I have roadside assistance with my personal insurance, but do not want to use it if I have pax in my vehicle, for the risk of my insurance discovering I'm doing ridesharing and the possibility of getting dropped. 

Suggestions? Tips? Advice?


----------



## DexNex

Saw a fellow Seattle driver, with a smoking engine, blocking traffic after a Mariner's Game the other day. His PAX were trying to help out. Felt bad for the guy.


----------



## DexNex

GHz said:


> While online and driving a pax, and you happen to get a flat, what should one do?
> 
> Cancel trip, end trip? Notify Uber/Lyft? Does the Uber/Lyft insurance have road assistance for such woes?
> 
> I have roadside assistance with my personal insurance, but do not want to use it if I have pax in my vehicle, for the risk of my insurance discovering I'm doing ridesharing and the possibility of getting dropped.
> 
> Suggestions? Tips? Advice?


I would end the trip and get another Uber there to pick up the PAX before initiating insurance-provider provided road-side assistance.


----------



## MrsUberJax

This happened to me. Got pax outta there via another Uber. Called my road side assistance folks, they showed up, towed me to the shop, all was well in the world.


----------



## GHz

MrsUberJax said:


> This happened to me. Got pax outta there via another Uber. Called my road side assistance folks, they showed up, towed me to the shop, all was well in the world.

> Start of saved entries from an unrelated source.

PR #398, opened 2025-03-03
feat: grafana_base_url in Grafana source

MichaelThamm:
## Issue
Loki needs to know the Grafana base URL for its `ruler` config which may have an ingress. This is needed to correctly render the Source button URL to Grafana when Loki alert rules are firing:
image
 
## Solution
Is this relation the best way to give Loki the ingress URL from Grafana? It makes sense since this scenario requires the `grafana-source` relation, otherwise Loki logs won't make it to Grafana and this scenario won't be possible.
- [x] Add tests for the library changes
- [x] Seems to collide with: https://github.com/canonical/grafana-k8s-operator/pull/388 likely not a good solution because:
	- > It is recommended that those charms also set `limit=1` for that relation in charmcraft.yaml

## Context
- https://github.com/canonical/alertmanager-k8s-operator/issues/293
- https://github.com/canonical/loki-k8s-operator/pull/494
- https://grafana.com/docs/loki/latest/configure/#ruler

## Testing Instructions
1. Create an always firing Loki alert rule in the [Zinc charm](https://github.com/jnsgruk/zinc-k8s-operator):
```yaml
alert: HostHighLogErrorRate
expr: count_over_time({juju_application="zinc"} [1h]) > -1
for: 0m
labels:
  severity: warning
annotations:
  summary: High error rate in logs (instance {{ $labels.instance }})
  description: "High error rate in logs\n  VALUE = {{ $value }}\n  LABELS = {{ $labels }}"
```
2. Pack the zinc charm
3. Deploy Zinc
4. Deploy cos-lite
```
curl -L https://raw.githubusercontent.com/canonical/cos-lite-bundle/main/overlays/offers-overlay.yaml -O
juju deploy cos-lite --trust --overlay ./offers-overlay.yaml
juju deploy 
```
5. Pack the Loki and Grafana charms with the changes in this PR and the tandem PR
6. `juju refresh` both charms with the packed charms
7. Relate Zinc to Loki for logging and generate some logs in the Zinc UI (log in or run a query)
8. Check the Alertmanager UI for the Source button link to Grafana ingress URL instead of Loki's ingress URL

## Upgrade Notes
The `get_source_uids` is left backwards compatible (since it is public) but should not be used anymore since `get_source_data` duplicates its contents and is more flexible for future additions to Grafana source data by updating the `GrafanaSourceData` dataclass.


tests/unit/test_datasources.py
```diff
@@ -123,3 +132,5 @@ def __init__(self, framework: Framework):
         charm = mgr.charm
         # THEN we can see no datasource uids via the provider
         assert not charm.source_provider.get_source_uids()  # type: ignore
+        # AND we can see no Grafana base URL via the provider
+        assert not charm.source_provider.get_grafana_base_urls()  # type: ignore
```
MichaelThamm, line 136: Do we want to care about this since this is a new public method?

lib/charms/grafana_k8s/v0/grafana_source.py
```diff
@@ -446,9 +462,21 @@ def get_source_uids(self) -> Dict[str, Dict[str, str]]:
...
+            )
+            data[grafana_uid] = grafana_data
+        return data
 
-            uids[grafana_uid] = json.loads(app_databag.get("datasource_uids", "{}"))
-        return uids
+    def get_source_uids(self) -> Dict[str, Dict[str, str]]:
+        """Get the datasource UID(s) assigned by the remote end(s) to this datasource.
+
+        Use the `get_source_data` public method instead.
```
lucabello, line 475: You could add the word "deprecated" on this line.

lucabello (approved):

PR #444, opened 2017-11-04
Improved documentation and more useful default for wrapper dir

martinhoefling:
Documentation how the username is determined.

Use the config directory instead of /usr/local/bin as default for wrapper. This has two main advantages:
- guaranteed to be writeable for the user
- not in $PATH, so `gopass_wrapper.sh` won't block autocompletion.

### DIFF
--- a/action/jsonapi.go
+++ b/action/jsonapi.go
@@ -8,6 +8,7 @@ import (
 	"strings"
 
 	"github.com/fatih/color"
+	"github.com/justwatchcom/gopass/config"
 	"github.com/justwatchcom/gopass/utils/jsonapi"
 	"github.com/justwatchcom/gopass/utils/jsonapi/manifest"
 	"github.com/pkg/errors"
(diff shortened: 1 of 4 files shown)


config/io.go
```diff
@@ -108,7 +107,7 @@ func (c *Config) Save() error {
 		return errors.Wrapf(err, "failed to marshal YAML")
 	}
 	cfgLoc := configLocation()
-	cfgDir := filepath.Dir(cfgLoc)
+	cfgDir := Directory()
```
dominikschulz: There is no need to change this line in this PR, is there?

config/location.go
```diff
@@ -67,3 +67,9 @@ func PwStoreDir(mount string) string {
 	}
 	return filepath.Join(Homedir(), ".password-store")
 }
+
+// Directory returns the configuration directory for the gopass config file
+func Directory() string {
+	cfgLoc := configLocation()
+	return filepath.Dir(cfgLoc)
```
dominikschulz: Why not just `filepath.Dir(configLocation())`?

action/jsonapi.go
```diff
@@ -91,7 +92,7 @@ func (s *Action) getLibPath(ctx context.Context, c *cli.Context, browser string,
 func (s *Action) getWrapperPath(ctx context.Context, c *cli.Context) (path string, err error) {
 	path = c.String("path")
 	if path == "" {
-		path, err = s.askForString(ctx, color.BlueString("In which path should gopass_wrapper.sh be installed?"), manifest.DefaultWrapperPath)
+		path, err = s.askForString(ctx, color.BlueString("In which path should gopass_wrapper.sh be installed?"), config.Directory())
```
dominikschulz: I'm not sure if it's a good idea to place the script in the config folder, but as the user can still choose another location this should be OK.

martinhoefling: Yeah, I am also not fully happy about this, but as far as I know, there's not FHS compliant location to store user scripts that shouldn't be reachable via $PATH

martinhoefling:
Review comments adressed.

action/jsonapi.go
dominikschulz: Yes, I agree.

PR #460, opened 2017-11-13
Don't try to update any HEAD build, regardless of version

muesli:
I think the original check is faulty, as it's never supposed to try and update a HEAD build, regardless of the exact version. This also leads to the problem, that gopass currently thinks that 1.6.0-git+HEAD is updateable to 1.6.0 stable.

This change cancels the update check for all manual HEAD builds.

### DIFF
--- a/action/version.go
+++ b/action/version.go
@@ -4,6 +4,7 @@ import (
 	"context"
 	"fmt"
 	"os"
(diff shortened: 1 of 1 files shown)


dominikschulz:
Good catch, that broke when changing the default version number.

PR #469, opened 2017-11-16
Add pledge(2) support for OpenBSD

qbit:
Pledge (OpenBSD only) is a way to restrict the operations an
application can make use of on OpenBSD. Applications declare
their intent by specifying the system calls they will use,
after which point, any use outside of the pledge'd calls will
result in the kernel killing the process.

More info on pledge can be found here: http://man.openbsd.org/pledge


falschparker82:
Note that this might disable the version check web call in `gopass version` (don't know enough about OpenBSD to verify):
`protect.Pledge("stdio rpath tty proc exec")`

Otherwise, a great idea IMHO, we might want to add `seccomp` as well then: https://godoc.org/github.com/seccomp/libseccomp-golang

falschparker82:
(oh well, libseccomp bindings invoke CGo: that would probably open a whole new can of worms, forget what I just said...)

dominikschulz:
CGo would only be an option if we find a way to cross-compile our releases. CGo for Linux-only files would probably be possible, but restrict building releases to Linux.

If you still want Seccomp it would probably be best to move this to another issue.

dominikschulz:
@qbit If I understand the pledge documentation correctly this breaks the version check as @falschparker82 noticed. IMHO we're missing the `inet` capability.

I'll leave it to your discretion if this is OK or not.

PR #473, opened 2017-11-18
add wpath and cpath to pledges

qbit:
Prior to this, running gopass would abort when running without
an initialized password store.


jungle-boogie:
This prevented the coredump on my openBSD system. Without this, `gopass` simply coredumps.

PR #475, opened 2017-11-24
Adding concurrency for reencrypt

AnomalRoil:
This a PR to add support for concurrent re-encryption. 
Unfortunately, I discovered only once I had it all working that when using GPG2, gpg-agent is blocking and does not support concurrent access to its secring. This means that it does not constitute the significant speed-up one could hope for. (If a too big value is used in the setting it might even slow down the process.)

With GPG1, I tried it on a dummy store with 86 small secrets and it went down from:
```
time ./gopass recipients rm -store "<root>"   0xDA0BDE9DB49B2F71
87% cpu 4.382 total
```
to a mere 
```
time ./gopass recipients rm -store "<root>" 0xDA0BDE9DB49B2F71
329% cpu 1.816 total
```

If you plan to use Go's OpenPGP later on, I still think this is a worthy PR, since it would then allow to fully exploit all cores when re-encrypting. BTW, notice that if you plan to use Go's OpenPGP, you should still keep a fall-back to gpg since it does not support smartcards, while gpg does.

### DIFF
--- a/pkg/action/config_test.go
+++ b/pkg/action/config_test.go
@@ -44,6 +44,7 @@ func TestConfig(t *testing.T) {
   autoimport: true
   autosync: true
   cliptimeout: 45
+  concurrency: 1
   editrecipients: false
   nocolor: false
   noconfirm: false
@@ -87,6 +88,7 @@ foo/nopager: false`
   autoimport: true
   autosync: true
   cliptimeout: 45
+  concurrency: 1
   editrecipients: false
   nocolor: false
   noconfirm: false
@@ -105,7 +107,7 @@ mount 'foo' config:
   notifications: false
 `
 	want += "  path: " + backend.FromPath("").String()
-	assert.Equal(t, want, strings.TrimSpace(buf.String()), "action.setConfigValues")
+	assert.Equal(t, want, strings.TrimSpace(buf.String()), "action.printConfigValues")
 	buf.Reset()
 
 	delete(act.cfg.Mounts, "foo")
@@ -134,6 +136,7 @@ autoclip
 autoimport
 autosync
 cliptimeout
+concurrency
 editrecipients
 nocolor
 noconfirm
--- a/pkg/config/config.go
+++ b/pkg/config/config.go
@@ -44,6 +44,7 @@ func New() *Config {
 			AutoImport:    true,
 			AutoSync:      true,
 			ClipTimeout:   45,
+			Concurrency:   1,
 			NoColor:       false,
 			NoConfirm:     false,
 			NoPager:       false,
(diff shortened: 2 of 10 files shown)


dominikschulz:
I'm not sure about this PR. The code loos good (maybe a few nitpicks), but I'm not sure if the added complexity is worth the speedup. Especially since we're officially recommending gpg 2 by now, which doesn't work with this.

We explored this in the past and didn't pursue it any further exactly because of the limited benefit with gpg 2.

And while we want to switch to a pure Go GPG implementation some day, I think this is too far away to justice this PR either.

But I'd be intrested what others think of this: @metalmatze @falschparker82 @martinhoefling @muesli @qbit ?

qbit:
I am all for simplicity! Just out of curiosity what kinda bugs were you guys seeing?

AnomalRoil:
Well, by default, this is currently disabled, since the concurrency setting sets the number of concurrent workers and its default is 1. 
This approach using an unbuffered channel and waitgroups is a good way to perform concurrent exec calls in Go and wait over their return values, so it does not introduce bugs of the sort you might have experienced. (I guess you had cases where the goroutines would terminate before the exec call returns?)
I believe this is a really simple solution to the concurrent execution, which might be useful to the few ones still using gpg1.

On the other hand, it is true that this is not really interesting when one is using gpg2 since gpg2 relies on gpg-agent and the gpg-agent is by design's choice not concurrent, and probably won't be in the next few months/years.

I believe it wouldn't hurt to already have it, even if you do not migrate soon to a pure go GPG solution, but that's your call.

qbit:
I didn't realize this only worked with gpg1 - IMO that's a good reason to not add it. I am not a fan of adding complexity to code that is going to be used less and less.

AnomalRoil:
It does work with gpg2, it's just that it won't be increasing the performance as it does with gpg1. 
The code is completely generic, I wouldn't have proposed it if it was only for gpg1. It's just that gpg-agent used by gpg2 is blocking, so concurrent access to it are not possible.

muesli:
The solution is alright, but I have to agree: it's not going to be an improvement for the vast majority of gopass' users (who run gpg2), so the added complexity outweights the benefits here. I'd vote for keeping the pull request open, though. The situation may change in the future, especially if we manage to directly interface with libgpg.

dominikschulz:
@AnomalRoil Sorry for the long delay on this one, but since we're started to support different crypto backends recently I think it could be worthwhile to merge this after all.
If you're still interested in getting this merged please rebase onto the current master and then we can merge it quickly.

AnomalRoil:
It seems that the refactor from  #715  are getting in my way, plus there were many changes since my previous commit, so it'll take some time to refactor, I can't just do it easily through a rebase, since files moved and it seems git won't follow them.

dominikschulz:
I'm sorry for us taking so long on this. If you decide to refactor this branch, that would be nice.
Otherwise feel free to close it.

AnomalRoil:
Alright, I've re-implemented it.

Note that currently only the reencrypt function is using it, are there other batch operations where I should add it?

dominikschulz:
Thanks a lot! For now I think this is good. There are some other places where we could add concurrency, but reencryption is actually the most important place already.

AnomalRoil:
I'd be curious to do some benchmarks with and without concurrency using another backend, but I'm afraid I've got no time to try new backends right now.

PR #553, opened 2017-12-22
Drop unnecessary type conversions

ferhatelmas:
Reported by unconvert linter.

### DIFF
--- a/action/create.go
+++ b/action/create.go
@@ -151,7 +151,7 @@ func (s *Action) createPrintOrCopy(ctx context.Context, c *cli.Context, name, pa
 	if c.Bool("print") {
 		fmt.Printf(
 			"The generated password for %s is:\n%s\n", name,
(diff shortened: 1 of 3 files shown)


ferhatelmas:
If you want to integrate it, I can add it in a separate PR.

dominikschulz:
Yes, that would be nice.

ferhatelmas:
I just came to add unconvert but it's already done by you :+1: 

How about using gometalinter to run all these linters so as to have smaller make file.

dominikschulz:
Hey, I'm sorry if you were about to open a PR. I was trying to fix a bug in the Makefile and just added this at the same time.

Gometalinter is interesting, but we had some trouble with that at work and I'd prefer to stick to the explicit approach we use right now.

ferhatelmas:
No worries, I will try to make myself useful in other parts.

Issue #557, opened 2017-12-22
gopass zsh completion can't be packaged in its current form.


Foxboron:
When running `make completion`, the resulting `zsh.completion` file should be inserted into `/usr/share/zsh/site-functions/_gopass`. However, the current file expects the user to source the file to enable completion. This isn't really a propper way to provide zsh completion. 

An example solution would be to provide a zsh completion file:
```
λ fox@theia ~ » cat /usr/share/zsh/site-functions/_gopass
#compdef gopass 

_values '' $(gopass --generate-bash-completion)
```

I'm however unsure how you want to solve this, so creating an issue to discuss a propper solution.

dominikschulz:
Hi, thank you for your packaging efforts. Unfortunately I'm not sure if I can follow you here. Shell completion isn't my strength and I've never used zsh personally.

The cli library we use, generates bash completion automatically and we want to provide some hints on how to set this up on a per user basis. So far we didn't really think about packaging this.

What exactly do you need to package the gopass zsh completion? Shall we include your snippet as an alternate system wide zsh completion script or can we just replace the existing one? I'll need some input here. Maybe @metalmatze can, AFAIK he's been using zsh as well.

Foxboron:
I'm not the best at explaining myself, so apologize for any confusion.

zsh currently piggybacks on the bash completion, but the script makes some assumptions that doesn't really hold. It works if you source it inside your `.zshrc`, or that the resulting script will be sourced. zsh has a way of dealing with completions that are installed globally, but it's not compatible with the way gopass currently does things.

What i need is honestly a rewrite of what `gopass completion zsh` returns, something along the lines of what i wrote above with some more vetting as i'm not the strongest in zsh completion scripting myself \o/ This would probably break other peoples setups tho :/

dominikschulz:
Ok, we can definitely include this, but I'll need some help with that.

Foxboron:
I saw the `fish.completion` file in the root just now, i think a PR to just add `zsh.completion` is the propper way to solve this. If you want i can just add the simple version now in a PR, and write a propper completion file whenever i have time over christmas.

PR #560, opened 2017-12-23
Added zsh completion file

Foxboron:
Started working on a better zsh completion file. It's not perfect as it's not able to complete all flags for the second subcommand like `gopass audit hibp`. But it's a lot better then the current state of things.

Please review and check for spelling mistakes or errors :)

Refference: #557

Signed-off-by: Morten Linderud <morten@linderud.pw>

### DIFF
--- a/.gitignore
+++ b/.gitignore
@@ -44,3 +44,4 @@ dist/
 
 *.completion
 !fish.completion
+!zsh.completion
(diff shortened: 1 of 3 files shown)


Foxboron:
I forgot to fix the makefile. I'll get on it when i have time :)

dominikschulz:
This looks ok by itself, but we'd have to maintain it Everytime we change the commands.
Could we maybe just generate this (and the fish completion) somehow?

Foxboron:
I have no idea how that would work sadly.

dominikschulz:
Please see #565 for my current approach to generating zsh (and possily fish) completion scripts.
This needs some more work (wrt. flags), but once completed this should enable us to generate shell completion scripts that neither rely on bash nor have to be kept manually in sync.

Foxboron:
@dominikschulz woah, super neat! I'll take a look later this evening and test the generated zsh completion.

Foxboron:
This is superseded by #565

PR #573, opened 2017-12-28
Add create message for jsonapi and corresponding test

martinhoefling:
I've added a message and corresponding implementation for generating / storing secrets via json message. This would allow simple password creation / storage from the browser.


martinhoefling:
@dominikschulz , I am working on the coverage for the jsonapi part as well. The current tests instrument the binary and thus do not contribute to the coverage. I try to migrate most of these tests to tests of the `api.RespondMessage` method, with appropriate store and mocks set up.

dominikschulz:
Thank you very much. I was inclined to ask about that, but given the overall coverage we have right now I didn't think it'd be warranted just yet ;)

PR #578, opened 2017-12-30
Refactored tests from gopass binary instrumentation towards interface tests

martinhoefling:
see comment in #573


martinhoefling:
see comment in #573

martinhoefling:
Some basic tests remain in tests/jsonapi_test.go to make sure that gopass properly passes stdin/out to the jsonapi code. All other cases are now tested in api_test.go.

PR #598, opened 2018-01-03
Added completion install to makefile and documentation updates

Foxboron:
I don't know Makefiles very well, but this might be a solution to the problem. The question is if we should update the documentation to reflect that all the completions can be installed with `make install-completion`?

CC: @SevereOverfl0w  @dominikschulz 

Signed-off-by: Morten Linderud <morten@linderud.pw>


SevereOverfl0w:
This would mean that installation from source wouldn't work for completion functionality.

I'm not sure if the releases at https://www.justwatch.com/gopass/releases/1.6.7/ would work with this change either.

Foxboron:
@SevereOverfl0w Correct, but that's an effect on how go does it's packaging. Installation from source should either consists of `make && make install`, or just `go get` without the added functionality.

Another solution would be to do what docker does: https://docs.docker.com/compose/completion/

My opinion is that this is something your package manager should solve.

PR #612, opened 2018-01-05
gpg.Decrypt: use os.Stdin to allow user to enter gpg password if prompted to

samzilverberg:
fix for https://github.com/justwatchcom/gopass/issues/350

I've tested this on mac, and so far looks good:

setup for test:
1. `gpg --full-gen-key` : with 5 years validity and a password
2. create some new dir, cd to it, ```gopass init --nogit --path=`pwd` --store=test```
3. choose the new created key for this store
4. `gopass insert test/bla -m` and put in some pass in the editor
5. cd to the gopass source dir
6. `make clean build` to get a fresh gopass bin
7. `GOPASS_DEBUG=true ./gopass test/bla` => will now show the prompt

behavior tested:
- if prompted for pass, the prompt shows and you can put your pass
  - if you put wrong pass in prompt, the re-opened prompt works as expected
  - if you choose "cancel", pass prompt is closed, decryption fails as expected, no weird side-effects
  - right pass => decryption works as expected
- if no pass prompt is needed, decryption works as expected, no weird side-effects

I suggest try it manually on linux as well. 
I don't have an idea how to create an automated test case for this atm (i'm also not very experienced with golang yet).


dominikschulz:
Thank you for your PR.
Unfortunately I can't reproduce this issue (Linux, GPG 2.0.22, pinentry-curses).

Which version of GPG are you using and what is your pinentry configuration?

I don't see any issue with merging this PR right now, but I'd like to be able to reproduce it first.

samzilverberg:
just re-tested on another mac and i can reproduce the problem and the fix works.
versions on the mac
```
$ gpg --version
gpg (GnuPG) 2.2.3
libgcrypt 1.8.1

$ pinentry-curses --version
pinentry-curses (pinentry) 1.1.0
Copyright (C) 2016 g10 Code GmbH
```

out of interest i also tried to reproduce the problem (and the fix) on the docker container the gopass repo uses using the same steps.
at first i couldn't, but then tried another trick and was able to, maybe try it as well?

the trick is that after having everything setup the gpg key, pass store and secret, then do:
- export the gpg key via `gpg -a --export-secret-keys ${key-id} > secret_key.priv`,
- delete the key from your key ring
  - `gpg --delete-secret-keys ${key-id}`
  - `gpg --delete-keys ${key-id}`
- now add it again via `gpg --import secret_key.priv`
- `GOPASS_DEBUG=true ./gopass test/bla` will now show the prompt!

PR #33, opened 2015-07-05
Generalization of widgets

EPashkin:
Not sure about good name for 'TypeKind::of()',  prefer 'for' but it keyword :(
Also about 'special_type'

### DIFF
--- a/Gir.toml
+++ b/Gir.toml
@@ -3,6 +3,7 @@ girs_dir = "../gir-files"
 library = "Gtk"
 version = "3.0"
 target_path = "./gtk"
+special_type = "Widget"
 
 [[object]]
 name = "Gtk.Widget"
--- a/src/analysis/general.rs
+++ b/src/analysis/general.rs
@@ -7,19 +7,19 @@ pub struct StatusedTypeId{
     pub status: GStatus,
 }
 
-pub trait IsSpecialType {
-    fn is_special_type(&self) -> bool;
+pub trait IsChildOfSpecialType {
+    fn is_child_of_special_type(&self) -> bool;
 }
 
-impl IsSpecialType for Class {
-    fn is_special_type(&self) -> bool {
-        self.glib_type_name == "GtkWidget" || self.parents.contains(&SPECIAL_TYPE_ID)
+impl IsChildOfSpecialType for Class {
+    fn is_child_of_special_type(&self) -> bool {
+        self.parents.contains(&SPECIAL_TYPE_ID)
     }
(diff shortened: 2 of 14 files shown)


EPashkin:
Forgot update test. Fixed.

gkoz:
I'm not aware of any library other than GTK that pulls those shenanigans with constructors returning a superclass. But is there anything special about `Widget` really? If we see the that a `Foo`'s constructor return `Widget` instead of `Foo` isn't this enough to know it needs to be downcasted?

EPashkin:
Main problem for me was that `IsWidget` (new `IsChildOfSpecialType`) needed library to check if it widget, so `ToTypeKind` needed library also. Also check for widget always call `find_type`.

EPashkin:
And don't forget about "Widget:from_glib_none", that appears in all constructors.

gkoz:
> And don't forget about `Widget:from_glib_none`, that appears in all constructors.

That's what I was thinking of: if the return type `X` doesn't match the constructor's `Y` -- just do `X::from_...().downcast_unchecked()`

EPashkin:
You right. Then maybe TypeKind::Special not needed at all. I try it.

EPashkin:
Tried https://github.com/gkoz/gir/pull/33#issuecomment-118631437 for constructor and it works. Maybe special kind (and all kinds) don't needed. I close this PR after full check.

EPashkin:
Really don't needed. Closing.

gkoz:
Lying about the types isn't limited to constructors, BTW. In `gtk_dialog_get_content_area` they tell us that the type is `Box` but the C type is `GtkWidget*` so supposedly that's what we're meant to put in the ffi definitions. That's going to be fun.
```xml
        <return-value transfer-ownership="none">
          <doc xml:space="preserve">the content area #GtkBox.</doc>
          <type name="Box" c:type="GtkWidget*"/>
        </return-value>
```

EPashkin:
Thanks, added TODO to `TranslateFromGlib`

gkoz:
Unfortunately the same happens in the other direction as well.
In the `gtk_file_chooser_button_new_with_dialog`:
```xml
          <parameter name="dialog" transfer-ownership="none">
            <doc xml:space="preserve">the widget to use as dialog</doc>
            <type name="Dialog" c:type="GtkWidget*"/>
          </parameter>
```

EPashkin:
IMHO with incoming parameters it not problem, only problem with return types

Did they know you were doing Uber or didn't mention anything?


----------



## duggles

Road side assistance through insurance or AAA is operated by third-party independent contractors, much like yourself. So all they care about is getting paid, they have no incentive to report to your insurance company that you have an Uber sticker in your window or a passenger in your car. They probably won't even notice that that's what you're doing as they could care less. 

But first off, have the passenger order another Uber. And expect to have the money earned for the portion of the trip you did complete taken away by Uber.


----------



## GHz

duggles said:


> Road side assistance through insurance or AAA is operated by third-party independent contractors, much like yourself. So all they care about is getting paid, they have no incentive to report to your insurance company that you have an Uber sticker in your window or a passenger in your car. They probably won't even notice that that's what you're doing as they could care less.
> 
> But first off, have the passenger order another Uber. And expect to have the money earned for the portion of the trip you did complete taken away by Uber.


My roadside assistance is provided by my insurance carrier. I have to call my insurance for them to dispatch a roadside assistance tech to come out. But good advice on prioritizing the pax first, make sure they are safe, and wait til they get another Uber, then proceed with roadside assistance.


----------



## duggles

GHz said:


> My roadside assistance is provided by my insurance carrier. I have to call my insurance for them to dispatch a roadside assistance tech to come out. But good advice on prioritizing the pax first, make sure they are safe, and wait til they get another Uber, then proceed with roadside assistance.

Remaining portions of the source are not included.